А д е л ь. Болгарин очень хорошо знает немецкую историю и немецкое право. Говорят, в тюрьме он прочел около восьми тысяч страниц. Помимо всего прочего, это дало ему возможность совершенствовать свои знания в немецком языке.

Г е л е р. В сущности, у меня нет оснований чувствовать себя оскорбленным. Возможно, на этом процессе я потерял кое-что, немного времени, но зато мне, старому человеку, удалось обрести такой бесценный клад…

А д е л ь. Ты совсем не старый. Ты — настоящий мужчина.


Дверь открывается. Ш т у р м о в и к  вводит  Д и м и т р о в а, отдает честь и уходит.


Г е л е р. Господин Димитров, прошу вас, садитесь, пожалуйста.


Димитров садится в кресло.


У меня для вас есть приятный сюрприз. Хочу представить вам мою новую сотрудницу. Адель Рихтгофен. В настоящий момент она у меня на стажировке.

Д и м и т р о в. Вы хотели мне что-то сказать, господин Гелер.

Г е л е р. Разве этого мало? Фрейлейн Адель молода, красива. Знает вас по процессу. Ей приятно познакомиться с вами лично.

Д и м и т р о в. Господин Гелер, позвольте вам напомнить, что такая полицейская галантность относится к области далекого прошлого и меньше всего присуща чиновнику немецкой полиции. Извините, фрейлейн Рихтгофен, вы не виноваты в этой комедии. Господин Гелер, я изложил вам свои четыре требования.
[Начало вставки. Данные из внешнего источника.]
PR #18, opened 2018-08-10
fix: Remove 72 chars limit on body description 🔥

kosssi:
We would like limit max length of each line, not all body part
We have to wait  to be introduced to commitlint

[See this PR](https://github.com/marionebl/commitlint/pull/400)

### DIFF
--- a/packages/commitlint-config/index.spec.js
+++ b/packages/commitlint-config/index.spec.js
@@ -2,8 +2,8 @@ import lint from '@commitlint/lint'
 import cozyConfig from '.'
 
 const rules = cozyConfig.rules
-const TOO_LONG =
-  'This is an invalid sentence since it has too much character !!!!!!!!!!!!!'
+// const TOO_LONG =
+//  'This is an invalid sentence since it has too much character !!!!!!!!!!!!!'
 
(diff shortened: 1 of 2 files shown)


packages/commitlint-config/index.spec.js
```diff
@@ -2,8 +2,8 @@ import lint from '@commitlint/lint'
 import cozyConfig from '.'
 
 const rules = cozyConfig.rules
-const TOO_LONG =
-  'This is an invalid sentence since it has too much character !!!!!!!!!!!!!'
+// const TOO_LONG =
+//  'This is an invalid sentence since it has too much character !!!!!!!!!!!!!'
```
enguerran: I would suggest not commenting on the code because we never know why it was commented on.

packages/commitlint-config/index.spec.js
```diff
@@ -69,4 +70,5 @@ describe('Commitlint Config Cozy', () => {
       }
     })
   })
+  */
```
enguerran: I would suggest deleting the code block instead of commenting on it because we never know why it is commented on.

Во-первых…

Г е л е р. Знаю, знаю, Димитров. Все эти вопросы, надеюсь, будут решены в ближайшие дни.

Д и м и т р о в. Что значит «в ближайшие дни»? Со дня подачи заявления прошло уже десять дней.

Г е л е р. Димитров, худшее позади. Зачем теперь спешить? Отдохните. Вам отдых не повредит.

Д и м и т р о в. Вы, немцы, обладаете удивительной способностью сохранять спокойствие после поражений. Может, вас успокаивает надежда на выигрыш в следующей игре?

А д е л ь (внезапно кричит). Запрещаю!

Д и м и т р о в. Что запрещаете, фрейлейн Рихтгофен?

Г е л е р. А вы, Димитров, обладаете удивительной способностью оскорблять даже тех людей, которые хорошо к вам относятся.

Д и м и т р о в. Поза обиженной дамы вам не подходит, господин советник. Пять часов кряду суд скучал, пока вы излагали свои доказательства. Единственный, кто вас слушал, был я. Хотя бы поэтому вы должны испытывать чувство стыда передо мной, как испытывал его я, когда слушал вас.

Г е л е р. Вам не удастся меня оскорбить. У меня нервы крепче, чем у премьер-министра.

Д и м и т р о в. Фрейлейн Рихтгофен, вам нравятся ответы господина советника?

Г е л е р. Извините за откровенный вопрос, Димитров: на что вы рассчитываете?

Д и м и т р о в. Не понимаю вашего откровенного вопроса. Что вы имеете в виду?

Г е л е р. Я имею в виду ваше будущее.

Д и м и т р о в. Мое личное будущее меня не интересует, господин советник. А того, что интересует меня, вы никогда не поймете. В данный момент меня интересует только ответ на мое заявление. Кроме того, я хотел бы передать вам телеграмму на имя премьер-министра Болгарии господина Мушанова, в которой я пишу (читает): «Ввиду того, что я намерен вернуться на родину и заниматься политической деятельностью, я повторяю свое публичное заявление перед германским судом, а именно: после окончания процесса о поджоге рейхстага вернусь в Болгарию, чтобы бороться за отмену приговора, вынесенного мне в связи с Сентябрьским восстанием 1923 года. Требую для этого свободного проезда, личной безопасности и публичности суда». (Протягивает телеграмму.) Передайте, пожалуйста.